[[ Task input, beginning ]]

PR #3781, opened 2023-01-17
OBPIH-5307 Pagination issue on browse inventory list page

kchelstowski:
The problem is more complexed. I tried many different approaches including even pure SQL, but the problem is that I was using `product_availibility` table as a source, but it turned out, that in this table there might not be all of the products.
The reason I tried to use `product_availibility` table is that we need the information of QOH. 
We can't access the QOH through the `createCriteria` of `Product` and on the other hand we can't access **ALL** products when trying to do the query via `ProductAvailibility`.
The results were filtered after being paginated and that's why the problem occured.
For now I pushed a version where unfortunately we don't paginate the results in the `createCriteria()`, but just get all of the items and we cover the pagination "by hand".

To be able to access QOH, Artur's advice was to create a view for browse inventory which would have QOH and Product and see the performance of that in comparison to accessing it via:
```
 def quantityMap = products ? getQuantityOnHandByProduct(command.location, products) : []
```
The `getQuantityOnHandByProduct` method:
```
Map<Product, Integer> getQuantityOnHandByProduct(Location location) {
        def quantityMap = [:]
        if (location) {
            def results = ProductAvailability.executeQuery("""
						select pa.product, sum(pa.quantityOnHand)
						from ProductAvailability pa
						where pa.location = :location
						group by pa.product
						""", [location: location])
            results.each {
                quantityMap[it[0]] = it[1]
            }
        }

        return quantityMap
    }
```

The perfomance is still bad even if I added the view, but I believe it could be better if we were able to access the `product` properties from the `createCriteria()` for `BrowseInventory` domain - I explained it in the code that I couldn't access the properties of product there. If we could access them, we could get rid of the `Product.createCriteria(...)` and the `BrowseInventory.createCriteria(..)` would handle all the logic from the product's query.


jmiranda:
Tech Huddle: Ignore pagination in the short term. And then let's completely redesign this feature maybe in React.

kchelstowski:
@awalkowiak @jmiranda as you suggested, I removed the pagination. I must say it's super slow guys - it took me **84 seconds** for this list to render

jmiranda (approved):
Now that is a beautiful PR.

jmiranda:
> @awalkowiak @jmiranda as you suggested, I removed the pagination. I must say it's super slow guys - it took me **84 seconds** for this list to render

I missed this comment earlier. So yeah if that's the case we can't merge this one without some more work being done.

jmiranda:
@kchelstowski @awalkowiak @drodzewicz Can you review this when you get a chance?

jmiranda:
@awalkowiak Also this PR was originally targeted to the release, but I think we can send it to develop since it's probably not a showstopper bug. Thoughts?

awalkowiak (approved):
This LGTM, but please @kchelstowski and @drodzewicz review it too.

src/groovy/org/pih/warehouse/product/ProductTypeEditor.groovy
```diff
@@ -0,0 +1,19 @@
...
+ * By using this software in any fashion, you are agreeing to be bound by
+ * the terms of this license.
+ * You must not remove this notice, or any other, from this software.
+ **/
+package org.pih.warehouse.product
+
+
+import java.beans.PropertyEditorSupport
+
+class ProductTypeEditor extends PropertyEditorSupport {
```
awalkowiak, line 15: @jmiranda Why it is required?

jmiranda: Because I added the product type filter to the inventory browser search filters.

grails-app/services/org/pih/warehouse/inventory/ProductAvailabilityService.groovy
```diff
@@ -776,80 +782,84 @@ class ProductAvailabilityService {
...
-                        }
-                    }
-                }
-            }
-        }.unique()
+        def innerProductIds = searchTerms ?
+                productService.searchProducts(searchTerms.toArray(), [])?.collect { it.id } : []
+
+        // Retrieve all product types with SEARCHABLE and SEARCHABLE_NO_STOCK activity codes
+        String productTypeQuery = "select pt from ProductType pt left join pt.supportedActivities sa where sa=:productActivityCode"
```
kchelstowski, line 789: nice job, this is what I needed and didn't know how to get it to be able to use it in the `createCriteria`

grails-app/services/org/pih/warehouse/inventory/ProductAvailabilityService.groovy
```diff
@@ -776,80 +782,84 @@ class ProductAvailabilityService {
...
-            items << [
+            // This is pretty inefficient if the previous query does not narrow the results
+            // if the inner products list is empty, but there are search terms then return empty results
+            if (innerProductIds || searchTerms) {
+                'in'("id", innerProductIds ?: [null])
+            }
+            order("productCode")
+        }
+
+        def quantityMap = products ? getQuantityOnHandByProduct(command.location, products) : [:]
```
kchelstowski, line 853: if I understand the query correctly - I assume that in the `createCriteria` we already count the `quantityOnHandByProduct` - so do we have to do it also here at this point?

drodzewicz (approved):

PR #3783, opened 2023-01-18
OBPIH-5268 Completely remove itext and core-renderer from build process.

mdpearson:
This PR makes sure there is one and only one implementation of `com.lowagie.*` in the class path. No guarantees it'll fix the recurring Cp1252 warnings, but it _will_ make it easier to follow the stack traces. At present it's not clear whether the issue is coming from `itext` or `openpdf`. (I suspect the former)


mdpearson:
To be perfectly honest I think this bogeyman may persist until the Grails 3 migration, so I don't want to spend too much time on it after this - let me know what you think

PR #3784, opened 2023-01-18
OBS-1375 Do not crash ProductAvailabilityService threads if deadlock occurs

mdpearson:
I figured it was easier to talk about this head-scratcher over a PR.

Current `saveProductAvailability` behavior is to log and then re-raise the exception, which can cause the GPars worker running it to crash. Since the blast radius for this issue is fairly small, for debugging purposes I made `saveProductAvailability` return a boolean if it succeeded, then call log.info() if it works, or log.error() if it doesn't. What I really want to know is what the other GPars threads are doing, but they stop logging after the deadlock exception is raised.

Not sure what the "right" behavior here is. Is `saveProductAvailability()` idempotent? If so, we could retry it (perhaps after an incremental delay) since the deadlock conditions likely pass a few seconds after the error is raised. Or we could resolve the root of the issue, but I think that'll need cleaner logging.

### DIFF
--- a/grails-app/services/org/pih/warehouse/inventory/ProductAvailabilityService.groovy
+++ b/grails-app/services/org/pih/warehouse/inventory/ProductAvailabilityService.groovy
@@ -39,7 +39,6 @@ class ProductAvailabilityService {
     def persistenceInterceptor
     def locationService
     def inventoryService
-    def dataService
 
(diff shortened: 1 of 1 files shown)


jmiranda:
@jmiranda to review the deleted code, but everything looks ok.

jmiranda (commented):
Deleted code needs to be reviewed by @jmiranda

jmiranda (approved):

[[ Task input, end ]]

_Problem statement_
Reproduce all of the data above, exactly and without omission.

_Solution below_
PR #3781, opened 2023-01-17
OBPIH-5307 Pagination issue on browse inventory list page

kchelstowski:
The problem is more complexed. I tried many different approaches including even pure SQL, but the problem is that I was using `product_availibility` table as a source, but it turned out, that in this table there might not be all of the products.
The reason I tried to use `product_availibility` table is that we need the information of QOH. 
We can't access the QOH through the `createCriteria` of `Product` and on the other hand we can't access **ALL** products when trying to do the query via `ProductAvailibility`.
The results were filtered after being paginated and that's why the problem occured.
For now I pushed a version where unfortunately we don't paginate the results in the `createCriteria()`, but just get all of the items and we cover the pagination "by hand".

To be able to access QOH, Artur's advice was to create a view for browse inventory which would have QOH and Product and see the performance of that in comparison to accessing it via:
```
 def quantityMap = products ? getQuantityOnHandByProduct(command.location, products) : []
```
The `getQuantityOnHandByProduct` method:
```
Map<Product, Integer> getQuantityOnHandByProduct(Location location) {
        def quantityMap = [:]
        if (location) {
            def results = ProductAvailability.executeQuery("""
						select pa.product, sum(pa.quantityOnHand)
						from ProductAvailability pa
						where pa.location = :location
						group by pa.product
						""", [location: location])
            results.each {
                quantityMap[it[0]] = it[1]
            }
        }

        return quantityMap
    }
```

The perfomance is still bad even if I added the view, but I believe it could be better if we were able to access the `product` properties from the `createCriteria()` for `BrowseInventory` domain - I explained it in the code that I couldn't access the properties of product there. If we could access them, we could get rid of the `Product.createCriteria(...)` and the `BrowseInventory.createCriteria(..)` would handle all the logic from the product's query.


jmiranda:
Tech Huddle: Ignore pagination in the short term. And then let's completely redesign this feature maybe in React.

kchelstowski:
@awalkowiak @jmiranda as you suggested, I removed the pagination. I must say it's super slow guys - it took me **84 seconds** for this list to render

jmiranda (approved):
Now that is a beautiful PR.

jmiranda:
> @awalkowiak @jmiranda as you suggested, I removed the pagination. I must say it's super slow guys - it took me **84 seconds** for this list to render

I missed this comment earlier. So yeah if that's the case we can't merge this one without some more work being done.

jmiranda:
@kchelstowski @awalkowiak @drodzewicz Can you review this when you get a chance?

jmiranda:
@awalkowiak Also this PR was originally targeted to the release, but I think we can send it to develop since it's probably not a showstopper bug. Thoughts?

awalkowiak (approved):
This LGTM, but please @kchelstowski and @drodzewicz review it too.

src/groovy/org/pih/warehouse/product/ProductTypeEditor.groovy
```diff
@@ -0,0 +1,19 @@
...
+ * By using this software in any fashion, you are agreeing to be bound by
+ * the terms of this license.
+ * You must not remove this notice, or any other, from this software.
+ **/
+package org.pih.warehouse.product
+
+
+import java.beans.PropertyEditorSupport
+
+class ProductTypeEditor extends PropertyEditorSupport {
```
awalkowiak, line 15: @jmiranda Why it is required?

jmiranda: Because I added the product type filter to the inventory browser search filters.

grails-app/services/org/pih/warehouse/inventory/ProductAvailabilityService.groovy
```diff
@@ -776,80 +782,84 @@ class ProductAvailabilityService {
...
-                        }
-                    }
-                }
-            }
-        }.unique()
+        def innerProductIds = searchTerms ?
+                productService.searchProducts(searchTerms.toArray(), [])?.collect { it.id } : []
+
+        // Retrieve all product types with SEARCHABLE and SEARCHABLE_NO_STOCK activity codes
+        String productTypeQuery = "select pt from ProductType pt left join pt.supportedActivities sa where sa=:productActivityCode"
```
kchelstowski, line 789: nice job, this is what I needed and didn't know how to get it to be able to use it in the `createCriteria`

grails-app/services/org/pih/warehouse/inventory/ProductAvailabilityService.groovy
```diff
@@ -776,80 +782,84 @@ class ProductAvailabilityService {
...
-            items << [
+            // This is pretty inefficient if the previous query does not narrow the results
+            // if the inner products list is empty, but there are search terms then return empty results
+            if (innerProductIds || searchTerms) {
+                'in'("id", innerProductIds ?: [null])
+            }
+            order("productCode")
+        }
+
+        def quantityMap = products ? getQuantityOnHandByProduct(command.location, products) : [:]
```
kchelstowski, line 853: if I understand the query correctly - I assume that in the `createCriteria` we already count the `quantityOnHandByProduct` - so do we have to do it also here at this point?

drodzewicz (approved):

PR #3783, opened 2023-01-18
OBPIH-5268 Completely remove itext and core-renderer from build process.

mdpearson:
This PR makes sure there is one and only one implementation of `com.lowagie.*` in the class path. No guarantees it'll fix the recurring Cp1252 warnings, but it _will_ make it easier to follow the stack traces. At present it's not clear whether the issue is coming from `itext` or `openpdf`. (I suspect the former)


mdpearson:
To be perfectly honest I think this bogeyman may persist until the Grails 3 migration, so I don't want to spend too much time on it after this - let me know what you think

PR #3784, opened 2023-01-18
OBS-1375 Do not crash ProductAvailabilityService threads if deadlock occurs

mdpearson:
I figured it was easier to talk about this head-scratcher over a PR.

Current `saveProductAvailability` behavior is to log and then re-raise the exception, which can cause the GPars worker running it to crash. Since the blast radius for this issue is fairly small, for debugging purposes I made `saveProductAvailability` return a boolean if it succeeded, then call log.info() if it works, or log.error() if it doesn't. What I really want to know is what the other GPars threads are doing, but they stop logging after the deadlock exception is raised.

Not sure what the "right" behavior here is. Is `saveProductAvailability()` idempotent? If so, we could retry it (perhaps after an incremental delay) since the deadlock conditions likely pass a few seconds after the error is raised. Or we could resolve the root of the issue, but I think that'll need cleaner logging.

### DIFF
--- a/grails-app/services/org/pih/warehouse/inventory/ProductAvailabilityService.groovy
+++ b/grails-app/services/org/pih/warehouse/inventory/ProductAvailabilityService.groovy
@@ -39,7 +39,6 @@ class ProductAvailabilityService {
     def persistenceInterceptor
     def locationService
     def inventoryService
-    def dataService
 
(diff shortened: 1 of 1 files shown)


jmiranda:
@jmiranda to review the deleted code, but everything looks ok.

jmiranda (commented):
Deleted code needs to be reviewed by @jmiranda

jmiranda (approved):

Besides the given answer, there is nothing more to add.